Rolex, Cartier and Audemars Piguet on the podium of best-selling brands
The ninth edition of Swiss Watcher 2025, the report on the Swiss watch industry produced by Morgan Stanley with LuxeConsult, confirms the polarisation of the market: the top four brands generate 55% of global turnover
Morgan Stanley Research presented Swiss Watcher 2025, its annual report on the Swiss watch industry, which it produces together with LuxeConsult. The study, now in its ninth edition, takes a snapshot of the performance of the top 50 brands, estimating their sales, turnover and market share.

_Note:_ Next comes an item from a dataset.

PR #243, opened 2021-02-18
Serialize blocksize into frame header

aleixalcacer:


FrancescAlted (commented):
It would be nice if the new blocksize metadata is used during e.g. super-chunk copies.  It maybe worth to use this PR so as to do this.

Figures released by the Fédération de l'industrie horlogère suisse (Fh) outline the context: in 2025, exports of Swiss watches worldwide dropped by 1.7% in value, while the Morgan Stanley report quantified the overall value of retail sales at 49 billion Swiss francs (over 54 billion euros), excluding taxes.
Among the points highlighted was an increasingly evident polarisation of the market by the most representative brands, which continue to gain share, with the top four of these holding 55% (it was 52.4% in 2024) out of a total of around 450 Swiss brands: Rolex 32.9%, Cartier 8.7%, Patek Philippe 7% and Omega 6.4%. Equally in evidence is the weight of exports of models costing over CHF 50,000, which was 37% in 2025 (it was 33.5% in 2024), despite being a segment representing only 1.4% of the total number of pieces.

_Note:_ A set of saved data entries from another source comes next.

PR #244, opened 2021-02-19
Fixed UBSAN unknown read when trying to access invalid off_cbytes.

nmoinvaz:
- Added `blosc2_getitem` function which adds to `blosc_getitem` params `srcsize` and `destsize` to make sure we don't read past frame boundary, or write past destination buffer.

https://oss-fuzz.com/testcase-detail/5507944642904064.

### DIFF
--- a/blosc/blosc2.c
+++ b/blosc/blosc2.c
@@ -1209,8 +1209,8 @@ static int blosc_d(
   int32_t compformat = (context->header_flags & (uint8_t)0xe0) >> 5u;
   int dont_split = (context->header_flags & (uint8_t)0x10) >> 4u;
   int memcpyed = context->header_flags & (uint8_t)BLOSC_MEMCPYED;
-  int32_t chunk_nbytes = *(int32_t*)(src + BLOSC2_CHUNK_NBYTES);
-  int32_t chunk_cbytes = *(int32_t*)(src + BLOSC2_CHUNK_CBYTES);
+  int32_t chunk_nbytes = sw32_(src + BLOSC2_CHUNK_NBYTES);
+  int32_t chunk_cbytes = sw32_(src + BLOSC2_CHUNK_CBYTES);
   //uint8_t blosc_version_format = src[BLOSC2_CHUNK_VERSION];
   int nstreams;
   int32_t neblock;
--- a/blosc/blosc2.c
+++ b/blosc/blosc2.c
@@ -2553,10 +2553,7 @@ int _blosc_getitem(blosc2_context* context, blosc_header* header, const void* sr
   return ntbytes;
 }
 
-
-/* Specific routine optimized for decompression a small number of
-   items out of a compressed chunk.  Public non-contextual API. */
-int blosc_getitem(const void* src, int start, int nitems, void* dest) {
+int blosc2_getitem(const void* src, int32_t srcsize, int start, int nitems, void* dest, int32_t destsize) {
   blosc2_context context;
   int result;
 
@@ -2567,13 +2564,19 @@ int blosc_getitem(const void* src, int start, int nitems, void* dest) {
   context.nthreads = 1;  // force a serial decompression; fixes #95
 
   /* Call the actual getitem function */
-  result = blosc2_getitem_ctx(&context, src, INT32_MAX, start, nitems, dest, INT32_MAX);
+  result = blosc2_getitem_ctx(&context, src, srcsize, start, nitems, dest, destsize);
 
   /* Release resources */
   if (context.serial_context != NULL) {
     free_thread_context(context.serial_context);
   }
   return result;
+}
+
+/* Specific routine optimized for decompression a small number of
+   items out of a compressed chunk.  Public non-contextual API. */
+int blosc_getitem(const void* src, int start, int nitems, void* dest) {
+  return blosc2_getitem(src, INT32_MAX, start, nitems, dest, INT32_MAX);
 }
 
 int blosc2_getitem_ctx(blosc2_context* context, const void* src, int32_t srcsize,
--- a/blosc/blosc2.c
+++ b/blosc/blosc2.c
@@ -1209,9 +1209,8 @@ static int blosc_d(
   int32_t compformat = (context->header_flags & (uint8_t)0xe0) >> 5u;
   int dont_split = (context->header_flags & (uint8_t)0x10) >> 4u;
   int memcpyed = context->header_flags & (uint8_t)BLOSC_MEMCPYED;
-  int32_t chunk_nbytes = sw32_(src + BLOSC2_CHUNK_NBYTES);
-  int32_t chunk_cbytes = sw32_(src + BLOSC2_CHUNK_CBYTES);
-  //uint8_t blosc_version_format = src[BLOSC2_CHUNK_VERSION];
+  int32_t chunk_nbytes;
+  int32_t chunk_cbytes;
   int nstreams;
   int32_t neblock;
   int32_t nbytes;                /* number of decompressed bytes in split */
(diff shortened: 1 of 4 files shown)


blosc/blosc2.c
```diff
@@ -1211,8 +1211,8 @@ static int blosc_d(
   int32_t compformat = (context->header_flags & (uint8_t)0xe0) >> 5u;
   int dont_split = (context->header_flags & (uint8_t)0x10) >> 4u;
   int memcpyed = context->header_flags & (uint8_t)BLOSC_MEMCPYED;
-  int32_t chunk_nbytes = *(int32_t*)(src + BLOSC2_CHUNK_NBYTES);
-  int32_t chunk_cbytes = *(int32_t*)(src + BLOSC2_CHUNK_CBYTES);
+  int32_t chunk_nbytes = sw32_(src + BLOSC2_CHUNK_NBYTES);
+  int32_t chunk_cbytes = sw32_(src + BLOSC2_CHUNK_CBYTES);
```
nmoinvaz, line 1215: I would honestly more prefer to re-read the blosc header using `blosc_read_header`. It has more checks to it. Thoughts?

blosc/frame.c
```diff
@@ -1025,7 +1025,7 @@ int64_t frame_from_schunk(blosc2_schunk *schunk, blosc2_frame_s *frame) {
 uint8_t* get_coffsets(blosc2_frame_s *frame, int32_t header_len, int64_t cbytes, int32_t *off_cbytes) {
   if (frame->coffsets != NULL) {
     if (off_cbytes != NULL) {
-      *off_cbytes = *(int32_t *) (frame->coffsets + BLOSC2_CHUNK_CBYTES);
+      *off_cbytes = sw32_(frame->coffsets + BLOSC2_CHUNK_CBYTES);
```
nmoinvaz, line 1028: Also prefer to re-read the entire blosc header here too.

blosc/frame.c
```diff
@@ -1043,7 +1043,7 @@ uint8_t* get_coffsets(blosc2_frame_s *frame, int32_t header_len, int64_t cbytes,
     // For in-memory frames, the coffset is just one pointer away
     uint8_t* off_start = frame->cframe + off_pos;
     if (off_cbytes != NULL) {
-      *off_cbytes = *(int32_t*) (off_start + BLOSC2_CHUNK_CBYTES);
+      *off_cbytes = sw32_(off_start + BLOSC2_CHUNK_CBYTES);
```
nmoinvaz, line 1046: Also prefer to re-read the entire blosc header here too.

blosc/blosc2.c
FrancescAlted: OMG, that bug was bad.  Curiously nobody never reported about this, which is probably a testimony that there is not a lot of users (well, none :-) creating chunks in one machine and decompressing them on a big-endian box.  However, this could be changing a lot for Blosc2 because frames makes data transport much more easier.

So +1 on using a `blosc_read_header` every time one need to do that.

blosc/blosc2.h
```diff
@@ -441,6 +441,24 @@ BLOSC_EXPORT int blosc2_chunk_repeatval(size_t nbytes, size_t typesize,
...
+ * @brief Get @p nitems (of @p typesize size) in @p src buffer starting in @p start.
+ * The items are returned in @p dest buffer. The dest buffer should have enough space
+ * for storing all items. This function is a more secure version of #blosc_getitem.
+ *
+ * @param src The compressed buffer from data will be decompressed.
+ * @param srcsize Size of the compressed buffer from data will be decompressed.
+ * @param start The position of the first item (of @p typesize size) from where data
+ * will be retrieved.
+ * @param nitems The number of items (of @p typesize size) that will be retrieved.
+ * @param dest The buffer where the decompressed data retrieved will be put.
```
FrancescAlted, line 454: Suggestion: "The buffer where the retrieved data will be stored (decompressed)."

blosc/blosc2.h
```diff
@@ -441,6 +441,24 @@ BLOSC_EXPORT int blosc2_chunk_repeatval(size_t nbytes, size_t typesize,
...
+ * @param destsize Size of the buffer where decompressed data received.
```
FrancescAlted, line 455: Suggestion: "Size of the buffer where retrieved data will be stored."

blosc/frame.c
FrancescAlted: +1

blosc/frame.c
FrancescAlted: +1

FrancescAlted (changes requested):
Looks good to me.  I did some suggestions on docstrings.  Feel free to use a better wording as you please.

And fully agree that we need better and more consistent endian handling in Blosc2.

blosc/blosc2.h
nmoinvaz: Done.

blosc/blosc2.h
nmoinvaz: Done.

blosc/blosc2.h
```diff
@@ -441,6 +441,24 @@ BLOSC_EXPORT int blosc2_chunk_repeatval(size_t nbytes, size_t typesize,
  */
 BLOSC_EXPORT int blosc_getitem(const void* src, int start, int nitems, void* dest);
 
+/**
+ * @brief Get @p nitems (of @p typesize size) in @p src buffer starting in @p start.
+ * The items are returned in @p dest buffer. The dest buffer should have enough space
+ * for storing all items. This function is a more secure version of #blosc_getitem.
+ *
+ * @param src The compressed buffer from data will be decompressed.
+ * @param srcsize Size of the compressed buffer from data will be decompressed.
```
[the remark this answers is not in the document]
nmoinvaz: Done.

blosc/blosc2.h
```diff
@@ -441,6 +441,24 @@ BLOSC_EXPORT int blosc2_chunk_repeatval(size_t nbytes, size_t typesize,
  */
 BLOSC_EXPORT int blosc_getitem(const void* src, int start, int nitems, void* dest);
 
+/**
+ * @brief Get @p nitems (of @p typesize size) in @p src buffer starting in @p start.
+ * The items are returned in @p dest buffer. The dest buffer should have enough space
+ * for storing all items. This function is a more secure version of #blosc_getitem.
+ *
+ * @param src The compressed buffer from data will be decompressed.
```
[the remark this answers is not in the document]
nmoinvaz: Done.

blosc/blosc2.c
nmoinvaz: It looks like there are a lot of places where reading `cbytes` or `nbytes` from a chunk, so I have used `blosc_cbuffer_sizes` instead. There are a few more places I need to get. Surprisingly this is almost all of the cases in the code where `+ BLOSC2_CHUNK_*` is used in `frame.c` or `schunk.c`  - for only getting those two values. There is a separate instance that checks blosc2_flags.

I would prefer not to expose `blosc_read_header` and `blosc_header_s` if necessary.

FrancescAlted (commented):
I like where you are headed, but I have two general comments.  Also, tests are not passing yet (but I suppose this is because the PR is a bit green yet).

blosc/frame.c
```diff
@@ -983,19 +1007,20 @@ uint8_t* get_coffsets(blosc2_frame_s *frame, int32_t header_len, int64_t cbytes,
     return NULL;
   }
 
-  int32_t coffsets_cbytes;
+  size_t coffsets_cbytes;
```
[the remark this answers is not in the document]
nmoinvaz: Fixed.

blosc/frame.c
```diff
@@ -1539,9 +1564,11 @@ blosc2_schunk* frame_to_schunk(blosc2_frame_s* frame, bool copy) {
   int64_t acc_nbytes = 0;
   int64_t acc_cbytes = 0;
   int32_t blocksize = 0;
-  int32_t csize = 0;
+  size_t chunk_nbytes;
+  size_t chunk_cbytes;
+  size_t chunk_blocksize;
```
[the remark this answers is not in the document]
nmoinvaz: Done. I have created `blosc2_cbuffer_sizes` with fixed `int32_t` return values and used it everywhere.

FrancescAlted (approved):
Awesome work!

Looking specifically at the performance of the top brands, the report estimated a turnover for Rolex of 11 billion francs (+4% on 2024 with 1.15 million units sold), for Cartier of 3.5 billion (+10% on 2024 with 695 thousand units sold), for Audemars Piguet by 2.6 billion (+9% on 2024 with 53 thousand units sold), for Patek Philippe by 2.5 billion (+9% over 2024 with 72,000 units sold), for Omega by 2.2 billion (-8% over 2024 with 460,000 units sold), for Richard Mille by 1.75 billion (+9% over 2024 with 5,960 units sold), for Longines by 920 million (-18% over 2024 with 780,000 units sold).
In terms of market share, the Rolex Group (which includes Tudor) scored 34.4%, followed by Richemont (Cartier, Vacheron Constantin, Iwc, Jaeger-LeCoultre, Van Cleef & Arpels and Panerai, among others) with 17.6%, Swatch Group (Omega, Longines, Swatch, Tissot, Breguet and Blancpain, among others) with 16.1% and Lvmh (Bulgari, Tag Heuer, Hublot, Louis Vuitton and Zenith, among others) with 5.3%. Within Lvmh, the study highlighted the 9% growth in Louis Vuitton's market share (estimated sales of CHF 165 million), emphasising its positioning work towards haute horlogerie, while independent brands such as F.P. Journe, H. Moser & Cie, MB & F and Christopher Ward were mentioned for their solid results.
Following the report, the Swatch Group took a tough stance on the evaluations that emerged on the performance of its brands. A few days ago, the Swiss watchmaking group published a very detailed open letter on its website addressed to Morgan Stanley in which it contested the methodology of the research, stating that "data and statements contained in the report are unreliable and unverifiable", adding that "the numbers on the actual turnover of our brands deviate by an average of 24% from those in the report". The group also wrote that it might consider legal action.